# Pigments to go pro?!



## lindas1983 (Mar 9, 2009)

Was at my counter in Belfast during the weekend stocking up on some hello kitty stuff and I mentioned to the MA that I just loved pigments to which she replied that if I do I better hurry up and snap up as many as I could as they all would be going pro soon and the counter would no longer be stocking them!!!

Anyone else heard anything else about this, I'm hoping she got it wrong.


----------



## vocaltest (Mar 9, 2009)

Maybe she meant some of the Hello Kitty pigments as some of them are PRO? 

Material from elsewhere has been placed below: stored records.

PR #663, opened 2020-03-30
Run `cargo update`

jyn514:
This is a prerequisite for any later changes to our dependencies.

The last time I tried this we had a production outage (#466), so we should monitor docs.rs carefully after deploying. Note that this has fewer changes than https://github.com/rust-lang/docs.rs/pull/461 since I _only_ ran `cargo update` without changing anything else.

r? @Mark-Simulacrum

### DIFF
--- a/Cargo.lock
+++ b/Cargo.lock
@@ -2,23 +2,23 @@
 # It is not intended for manual editing.
 [[package]]
 name = "adler32"
-version = "1.0.3"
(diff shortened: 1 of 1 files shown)


jyn514:
As mentioned by @Mark-Simulacrum on discord, it would be better to do small incremental updates instead of a mass `cargo update`.

PR #664, opened 2020-03-30
Update some of our dependencies, with focus on removing duplicates

jyn514:
This has just the changes to Cargo.toml from #461, without running `cargo update`.

This reduces our number of dependencies from 418 to 412.
Additionally, we now only compile 2 versions of quote, down from 4 :tada: :sweat_smile:

r? @Mark-Simulacrum


jyn514:
Whoops, don't merge, I added `libc` by accident.

src/web/mod.rs
```diff
@@ -302,7 +302,6 @@ fn render_markdown(text: &str) -> String {
 
     let options = {
         let mut options = ComrakOptions::default();
-        options.safe = true;
```
jyn514: This option is now on by default and the field is called `unsafe_` instead.

Mark-Simulacrum:
This looks good to me, but let's merge only when we have someone monitoring for a few hours (maybe tomorrow).

PR #667, opened 2020-03-31
Update only params and env_logger

jyn514:
Follow-up to #664 updating only two of our dependencies.

The following diffs are generated with [`cargo lock list`](https://docs.rs/cargo-lock/4.0.1/cargo_lock/#list-summarize-packages-in-cargolock) and `diff -y --suppress-common-lines`. `>` means newly added, < means removed,  - means the version changed.

- [Transitive dependencies changed in 664](https://termbin.com/qx2g)
- [Transitive dependencies changed in this PR](https://termbin.com/yd7r)

r? @Mark-Simulacrum

### DIFF
--- a/Cargo.lock
+++ b/Cargo.lock
@@ -164,20 +164,24 @@ dependencies = [
 
 [[package]]
 name = "bodyparser"
-version = "0.5.0"
+version = "0.8.0"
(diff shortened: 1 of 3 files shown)


Mark-Simulacrum:
This seems (even more) safe, let's try it! Waiting for CI to pass.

I think in some counters in the USA they don't sell pigments... correct me if I'm wrong though.


----------



## Skin*Deep (Mar 9, 2009)

yup, most USA counters don't sell pigments unless they are part of a limited edition launch.  some e/s colors they don't stock either and can only be bought online, but still are not PRO (chrome yellow for example)
I haven't heard anything about all pigments going only pro though.


----------



## vocaltest (Mar 9, 2009)

Quote:

   Originally Posted by *Skin*Deep* 

 
_yup, most USA counters don't sell pigments unless they are part of a limited edition launch.  some e/s colors they don't stock either and can only be bought online, but still are not PRO (chrome yellow for example)
I haven't heard anything about all pigments going only pro though._

 
Ahh good, I wasn't imagining things! I think the eyeshadow thing is the same for here.. I can't recall seeing chrome yellow at my counter recently but I might be wrong. Although every counter here has pigments. My guess is that because we have less stores here so they have to have pigments at every counter?! Maybe haha.


----------



## LMD84 (Mar 10, 2009)

man i hope that this doesn't happen because i won't be able to get pigments from the website if they go pro. 
	

	
	
		
		

		
			





 i'm a pigment whore! what will i do?!


----------